■ Activity:
Your answer should contain each record from the listing, repeated exactly.
*** Listed entries ***
PR #402, opened 2022-10-01
Add traces endpoint

twometresteve:
## Goal

Adds a new end for receiving trace requests, on `/traces`.

## Design

Follows the same approach as existing endpoints, e.g. #213.

A future PR will introduce JSON schema based validation of requests received on the endpoint.

## Changeset

New end point and tests.

## Tests

Unit tests updated and new e2e test added to CI.

### DIFF
--- a/lib/maze/server.rb
+++ b/lib/maze/server.rb
@@ -182,7 +182,7 @@ module Maze
             server.mount '/builds', Servlets::Servlet, :builds
             server.mount '/uploads', Servlets::Servlet, :uploads
             server.mount '/sourcemap', Servlets::Servlet, :sourcemaps
-            server.mount '/trace', Servlets::Servlet, :traces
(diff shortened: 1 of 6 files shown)


lib/maze/server.rb
```diff
@@ -173,6 +182,7 @@ def start
             server.mount '/builds', Servlets::Servlet, :builds
             server.mount '/uploads', Servlets::Servlet, :uploads
             server.mount '/sourcemap', Servlets::Servlet, :sourcemaps
+            server.mount '/trace', Servlets::Servlet, :traces
```
nickdowell, line 185: Wouldn't `/traces` be more fitting? (following `/sessions` and `/logs`)

twometresteve: Changed to `/traces` - makes sense when `/sessions` and `/logs` are used more than `/sourcemap`.

nickdowell (approved):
***
■ Solution for this task:
PR #402, opened 2022-10-01
Add traces endpoint

twometresteve:
## Goal

Adds a new end for receiving trace requests, on `/traces`.

## Design

Follows the same approach as existing endpoints, e.g. #213.

A future PR will introduce JSON schema based validation of requests received on the endpoint.

## Changeset

New end point and tests.

## Tests

Unit tests updated and new e2e test added to CI.

### DIFF
--- a/lib/maze/server.rb
+++ b/lib/maze/server.rb
@@ -182,7 +182,7 @@ module Maze
             server.mount '/builds', Servlets::Servlet, :builds
             server.mount '/uploads', Servlets::Servlet, :uploads
             server.mount '/sourcemap', Servlets::Servlet, :sourcemaps
-            server.mount '/trace', Servlets::Servlet, :traces
(diff shortened: 1 of 6 files shown)


lib/maze/server.rb
```diff
@@ -173,6 +182,7 @@ def start
             server.mount '/builds', Servlets::Servlet, :builds
             server.mount '/uploads', Servlets::Servlet, :uploads
             server.mount '/sourcemap', Servlets::Servlet, :sourcemaps
+            server.mount '/trace', Servlets::Servlet, :traces
```
nickdowell, line 185: Wouldn't `/traces` be more fitting? (following `/sessions` and `/logs`)

twometresteve: Changed to `/traces` - makes sense when `/sessions` and `/logs` are used more than `/sourcemap`.

nickdowell (approved):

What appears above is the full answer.